- Start date: 1 April 2015
- End date: 31 December 2018
- Primary investigator: Dr Phill Wheat
CQC Highways Benchmarking
Cost, Quality and Customer. Public satisfaction with roads.
The CQC Efficiency Network is a joint venture between the National Highways & Transport Network (NHT) and the University of Leeds. Both partners worked successfully together in two pilot studies of this approach funded by the Highways Maintenance Efficiency Programme (HMEP).
Local Authorities and Highways Agencies in Britain are under pressure to do more with less. At the same time public satisfaction with roads has been falling.
Two national initiatives are in place to support the improvement of roads and services. Firstly, HMEP is working with organisations to achieve greater savings and efficiencies to help fund road improvements. Secondly, the Department for Transport is moving to make some highways funding conditional on demonstrated processes and outcomes.
The CQC Efficiency Network (Cost, Quality, Customer) is an offering to local authorities throughout Britain to enable them to quantify the scope for cost savings in delivery of highway services and to identify better practices. Importantly the analysis recognises the important interplay between the Cost of work done, the Quality of the work and the Customer perception of the highway service.
The CQC Efficiency Network provides opportunities for us to apply our cost and efficiency analysis experience, developed primarily in the rail sector, to the local highways sector. The current DfT policy direction will ensure that our work will have real impact and value to stakeholders. Our statistical benchmarking work allows authorities to translate ‘the numbers’ into real ‘on the ground’ actions.

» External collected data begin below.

PR #100, opened 2019-09-24
[optimization] Deduplicate identical concurrent query requests

zenflow:
As per @mweststrate's comment at https://github.com/zenflow/mst-gql/blob/4f37e7444775aeafb9b883bb2e17933937109607/src/Query.ts#L46
> // possible optimization: merge double in-flight requests

This is an important optimization when rendering a bunch of components that declare their own data dependencies, since dependencies are commonly repeated. For example, in examples/5-nextjs, in the "Todos" list, where todos are assigned to either Rick or Morty, when loading we want to request data for each of those `User`s a maximum of once. With the current code in master, when loading we have one user request per todo and therefore some duplicate requests.

I changed the public API of `RootStore` by removing `pushPromise` & `unpushPromise` and replacing them with a private `__pushPromise`. I think it makes sense to be private, and I think it makes sense for it (`__pushPromise`) to handle unpushing the promise after it settles, since it's something that a caller will always need to happen. Let me know if you disagree with either statement.

/cc @chrisdrackett @mattiasewers

### DIFF
--- a/src/MSTGQLStore.ts
+++ b/src/MSTGQLStore.ts
@@ -19,7 +19,7 @@ export const MSTGQLStore = types
   })
   .volatile((self): {
     ssr: boolean
-    __promises: Set<Promise<unknown>>
+    __promises: Map<string, Promise<unknown>>
     __afterInit: boolean
   } => {
     const {
@@ -29,7 +29,7 @@ export const MSTGQLStore = types
     } = getEnv(self)
     return {
       ssr,
-      __promises: new Set(),
+      __promises: new Map(),
       __afterInit: false
     }
   })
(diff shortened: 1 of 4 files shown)


zenflow:
Pushed another commit: (7d653e0) "Fixup 77678ec, fix tests". I can't really figure out why the test was passing before, but the test is now correct and passing. Immediately after firing the query, we should expect 1 promise, not 0 promises. We should expect 0 promises only after the query settles.

chrisdrackett:
looks good to me! We have one conflict atm, but other than that I don't think anything else is blocking merge I can think of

The CQC Efficiency Network will also underpin new research in cost and efficiency analysis at Leeds. The work raises several methodological questions such as:
- How should public satisfaction data be used in cost benchmarking given its subjective nature?
- How can we deal with backlogs in investment in assets when measuring efficiency?
This analysis is supported by case studies and working groups enabling local authorities to understand how to realise potential cost savings. Participation by local authorities in the CQC Efficiency Network is recognised by the DfT and an incentive for enhanced funding. As of September 2015 the Network has 55 participating authorities including County and Unitary Authorities as well as London Boroughs.